Exercise science studies show how football players’ bodies have changed over time. One of the earliest studies, by Wilmore and Haskell (47), examined the body composition and endurance of professional football players in the early 1970s, finding that only defensive linemen had lower endurance capacity. The researchers partially attributed the lower endurance to the high relative body fat in the defensive linemen. Additional studies that combined anthropometric measurements such as height, weight, Body Mass Index (BMI), or Body Fat Percentage (BF%) with performance measurements such as the 40-yard dash, Vertical Jump, One-Rep Max Bench Press, or the 3-Cone Drill have been utilized to assess football players at various levels including high school (7, 26, 32), at the college level (11, 19, 21, 31, 36, 37, 41, 42), and on players invited to the National Football League’s (NFL) Draft Combine (9, 12, 18, 39). One of the foundational questions in most of these studies has always focused on the current size of players.

Anzell and Potteiger (2) went as far back as 1942 to explore the changes in body composition of both college and professional football players and found significant increases in height and body composition in college linemen. BMI is obtained by using a person’s weight and height to classify their body size into categories of Normal, Overweight, or Obese. The categories have been used for almost 200 years. The formula for Imperial BMI is BMI = (body weight (lbs.) x 703.1) / height (in)2. Once a BMI score has been established, the National Institutes of Health’s longstanding BMI guidelines can be used to classify an individual as Normal weight if they have a BMI of 18.5-24.9, Overweight if they have a BMI between 25-29.9, Class 1 Obese for those with a BMI of 30-34.9, Class 2 Obese for a BMI between 35-39.9, or Class 3 Obese for those with a BMI ≥ 40.

Only a few studies have examined body size changes in football players over several years or decades. At the high school level between 1963 and 1989, research showed that the BMI of All-American interior linemen increased by more than four points, reaching a BMI of 32.0 (Class 1 Obese), with their weight increasing from a mean of 213 pounds to 268 pounds (45). Elliott and Harmatz (8) studied the body composition of NCAA Division III football players between 1956 and 2014 and found that the average offensive linemen’s weight increased from 192 pounds to 264 pounds during the 58-year period, resulting in 90% of the offensive linemen having BMI scores above 30.0 which would classify them as obese.

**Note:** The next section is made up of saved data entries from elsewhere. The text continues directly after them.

PR #1145, opened 2019-11-02
Primitive elements for fast 2d and 3d rendering

CrosRoad95:
It adds element type "primitive-buffer" which store data, needed to rendering huge amount of primitives at once. It is piece of FBX support.

Main reason why i created this reason is issue with textures, it just don't rendering at all, instead the sky color is showing.

It provides 3 functions:
```lua
primitiveBufferCreate( primitiveFormat, primitiveType, [ table of indices, ], table vertex1, table vertex2, table vertex3 )
```

`primitiveFormat` - comma separeted enum strings. Defines format of vertices and does indices are in use.
```
1. `xyz` - 3d position.
2. `xy` - 2d position, `z` is set to 0 automatically.
3. `uv` - texture coords, makes rendering require material.
4. `diffuse` - color, result of `tocolor` function.
5. `16bitindices` - 16 bit indices are in use, first table before vertices describe them, must contain divisable by 3 amount of non-negative numbers, index can not be larger than amount of vertices. can adress up to ~21845 faces. Take just 6 bytes for each face.
6. `32bitindices` - 32 bit version, as above but allow to address milions of faces. 12 bytes per face.
```

Restrictions: can't use `xyz` and `xy` at once, can't use `16bitindices` and `32bitindices` at once.
Example: `xyz,diffuse` or `diffuse,xyz` will make vertex format must be `{x,y,z, color}`, define ordering doesn't matter, but vertex format is order restricted: `position, diffuse, uv`
More examples: indices  {1,2,3, 1,2,4} with 4 vertex defined and "trianglelist" primitive type will draw for example square, otherwise without indices you have to change primitive type or add two another, duplicated vertices
```lua
primitiveBufferDraw( primitive-buffer, [material, ] positionXYZ, rotationXYZ, scaleXYZ, postgui, view)
primitiveBufferDraw3D( primitive-buffer, [material, ] positionXYZ, rotationXYZ, scaleXYZ, postgui, view)
```
`view` can be `perspective` or `orthographic` ( i think 3d version should not have view argument )

Other:
1. i did not created structs for each variant of vertex due in future it will accept more vertex format data what will cause i have to create dozens of struct for each case.
2. Multiple stream are cause due above reason and will useful for future eg.: switching between day/night lighting or edit things
3. You can pass `z` coord even for gui things, that's purposeful - you can use it to make preview of model in gui just like object_preview does but much faster without fps drop.
4. I introduces indices due it can reduce amount of ram usage a lot, for example terrain grid can reduce amount of ram usage by even 70% and i'll make you don't need to add duplicated vertices what can cause rendering problem ( eg. 1 pixel gap)

Test resource: 
[primitivebuffers.zip](https://github.com/multitheftauto/mtasa-blue/files/3800954/primitivebuffers.zip)

Screenshots:

image
primitive buffers
image


CrosRoad95:
I refactore it and add another checks while creating, right now i'm writing unit tests to test all possible cases. Problem with texture still appear.

Now new issue has appeared, these two memory leak, i need help with them:
image
image
image

Pirulax:
God damn.
Use smart pointers, so you wont have any memory leaks....

CrosRoad95:
i'm still waiting for help

Client/mods/deathmatch/logic/CClientGame.cpp
```diff
@@ -236,6 +236,8 @@ CClientGame::CClientGame(bool bLocalPlay)
     // Singular file download manager
     m_pSingularFileDownloadManager = new CSingularFileDownloadManager();
 
+    m_pPrimitiveBufferManager = new CClientPrimitiveBufferManager(m_pManager);
```
ghost, line 240: Where are you deallocating `m_pPrimitiveBufferManager`?

CrosRoad95: i think i doesn't deallocate it

ghost: It's causing a memory leak. It's better to use `std::unique_ptr` here. It's a smart pointer, it will automatically get deleted when it goes out of scope, i.e., when client.dll gets unloaded. 

```
static std::unique_ptr<CClientPrimitiveBufferManager> m_pPrimitiveBufferManager= nullptr;

// In CClientGame::CClientGame
m_pPrimitiveBufferManager = std::make_unique<CClientPrimitiveBufferManager>(m_pManager);
```

Client/core/Graphics/CPrimitiveBuffer3dBatcher.cpp
```diff
@@ -0,0 +1,181 @@
...
+
+    // Draw
+    m_pDevice->SetTexture(0, nullptr);
+
+    // Cache last used material, so we don't set directx parameters needlessly
+    CMaterialItem* pLastMaterial = nullptr;
+
+    for (auto& primitive : m_primitiveBufferMap)
+    {
+        if (primitive.first != nullptr && primitive.second.size() > 0)
```
sbx320: It might be nicer to invert these ifs to reduce indentation depth (`if(...) continue;`)

Client/core/Graphics/CPrimitiveBufferBatcher.cpp
```diff
@@ -0,0 +1,308 @@
...
+ *  PURPOSE:
+ *
+ *
+ *****************************************************************************/
+
+#include <StdInc.h>
+#include "../Client/mods/deathmatch/logic/CClientPrimitiveBufferInterface.h"
+#include "CPrimitiveBufferBatcher.h"
+
+////////////////////////////////////////////////////////////////
```
sbx320: Is there a specific reason for these large (and mostly empty) comment blocks?

Client/mods/deathmatch/logic/CClientPrimitiveBuffer.cpp
```diff
@@ -0,0 +1,73 @@
...
+void CClientPrimitiveBuffer::Unlink()
+{
+    g_pClientGame->GetPrimitiveBufferManager()->Delete(this);
+}
+
+CClientPrimitiveBuffer::~CClientPrimitiveBuffer()
+{
+    delete m_pIndexBuffer;
+    for (int i = 0; i < 8; i++)
+        if (m_arrayVertexBuffer[i] != nullptr)
```
sbx320, line 40: This if isn't actually required, as `delete nullptr` is allowed (and has no effect)

Client/mods/deathmatch/logic/CClientPrimitiveBuffer.h
```diff
@@ -0,0 +1,116 @@
...
+            FVF = D3DFVF_TEX1;
+            break;
+        case PRIMITIVE_DATA_DIFFUSE:
+            m_vecVertexElements.push_back({2, 0, D3DDECLTYPE_D3DCOLOR, D3DDECLMETHOD_DEFAULT, D3DDECLUSAGE_COLOR, 0});
+            index = 2;
+            FVF = D3DFVF_DIFFUSE;
+            break;
+    }
+
+    VOID* pVoid;            // POINTER TO POINTER, remember forkerer
```
sbx320: this should be `void`, `VOID` is stupid windows stuff

Client/mods/deathmatch/logic/CClientPrimitiveBufferManager.cpp
```diff
@@ -0,0 +1,81 @@
...
+
+CClientPrimitiveBufferManager::~CClientPrimitiveBufferManager()
+{
+    DeleteAll();
+}
+
+CClientPrimitiveBuffer* CClientPrimitiveBufferManager::Get(unsigned long ulID)
+{
+    // Find the PrimitiveBuffer with the given id
+    list<CClientPrimitiveBuffer*>::const_iterator iter = m_List.begin();
```
sbx320: You could just use a range based for here:
```
for(conat auto& iter : m_List) 
{
    if(iter->GetID() == ulID)
       return iter;
}
return nullptr;
```

Client/mods/deathmatch/logic/CClientPrimitiveBufferManager.cpp
```diff
@@ -0,0 +1,81 @@
...
+    for (; iter != m_List.end(); iter++)
+    {
+        if ((*iter)->GetID() == ulID)
+        {
+            return *iter;
+        }
+    }
+
+    return NULL;
```
sbx320: `nullptr`

Client/mods/deathmatch/logic/CClientPrimitiveBufferManager.cpp
```diff
@@ -0,0 +1,81 @@
...
+}
+
+CClientPrimitiveBuffer* CClientPrimitiveBufferManager::Create()
+{
+    CClientPrimitiveBuffer* pPrimitiveBuffer = new CClientPrimitiveBuffer(m_pManager, INVALID_ELEMENT_ID);
```
sbx320: Are new & delete really required here? A `std::unique_ptr` would be much nicer.

Client/mods/deathmatch/logic/CClientPrimitiveBufferManager.cpp
```diff
@@ -0,0 +1,81 @@
...
+
+void CClientPrimitiveBufferManager::Delete(CClientPrimitiveBuffer* pPrimitiveBuffer)
+{
+    RemoveFromList(pPrimitiveBuffer);
+    delete pPrimitiveBuffer;
+}
+
+void CClientPrimitiveBufferManager::DeleteAll()
+{
+    list<CClientPrimitiveBuffer*>::const_iterator iter = m_List.begin();
```
sbx320: Bonus: If `m_List` contains unique_ptrs only, this stuff isn't required, as `m_List.clear()` will delete everything automatically

sbx320 (commented):
Some minor comments about some code style stuff. Not sure if the DX stuff is correct as it has been years since I looked at DX9

Client/mods/deathmatch/logic/CClientPrimitiveBufferManager.cpp
CrosRoad95: is `conat` some new c++ 20 standard keyword which speed up everything by 0.0001% ? i'm joking ofc

CrosRoad95:
image
now just tests required against leaks, crashes, various material input ect.

CrosRoad95:
i ran test resource, restarted it few times, and here's result from memory usage
image
looks fine for me. Here's a bit different script i used ( command /testprimitives ): 
[bufs.zip](https://github.com/multitheftauto/mtasa-blue/files/4055895/bufs.zip)

Kiriller12:
Isn't it better to use a table to store all the vertex data due to limitations of the unpack function, or can some function be added to add vertices to the primitive instead of creating a new one? The unpacking limit is approximately 8000 items.

ghost:
Looks good. I will test this tomorrow.

ghost:
I merged your PR into the latest master branch, and I compiled it in release mode. Every time I execute _testleaks_, the memory goes up, and it never goes back even if you reconnect or restart the resource. After executing _testleaks_ command 6-7 times, the memory went up to 820mb from 500mb.

CrosRoad95:
i don't know why ;/

qaisjp (changes requested):
not a full review, but the memory leak that saml1er reports needs to be fixed (at least)

Client/mods/deathmatch/logic/CClientPrimitiveBufferManager.cpp
Pirulax: const doesnt do anything, well, nearly anything. It mostly is for `visuals`, that is, it indicates, that the data wont be changed. Here you can't use it, since im pretty sure `GetID()` isn't `const`, so, just use `auto& iter`.

Pirulax:
I'll refactor the code to use smart ass pointers. Hope that'll fix the problems

Pirulax:
I think its because the index and vertex buffers aren't `release`-d. Not quite 

> testleaks

Seems like the buffers weren't freed in the destructor(`SAFE_RELEASE` wasn't called). Now after adding that, it seems like to be better. 
Ran the command 4-5 times, the mem usage only increased by 20 mb. 
After disconnecting it went down to 411(from 438). I was at 420 when starting the test. 
There are probably a few minor leaks as well.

However, BMI is not capable of differentiating between body fat and lean, fat-free mass (muscle mass, for example) (20). Thus, the use of BMI on football players can be deceptive (25). Therefore, studies using BMI on an entire football population, regardless of playing position, can produce eye-catching results but might exaggerate the obesity rate for that population. For instance, the Journal of the American Medical Association (JAMA) published a research letter by Harp and Hecht (17) in which they applied the BMI formula to all National Football League (NFL) players that participated in the 2003-2004 season and found that 97% would have been classified as either overweight or obese. Thus, BMI is an imperfect indicator of healthy body parameters for many athletes, including most football players. However, it can be used to indicate potentially unhealthy physical parameters for the heaviest players, specifically those playing on the offensive and defensive lines. For instance, Allen and Vogel (1) found a strong relationship between BMI and BF% among a population of 504 veteran NFL players, particularly among the offensive linemen and the interior defensive linemen. Furthermore, many of the BF% measurement studies on football players that separated players into position groups either highlighted or at least acknowledged that the average linemen had elevated levels of BF% and that their weight was a cause for concern (16, 22-25, 27, 33, 40, 46).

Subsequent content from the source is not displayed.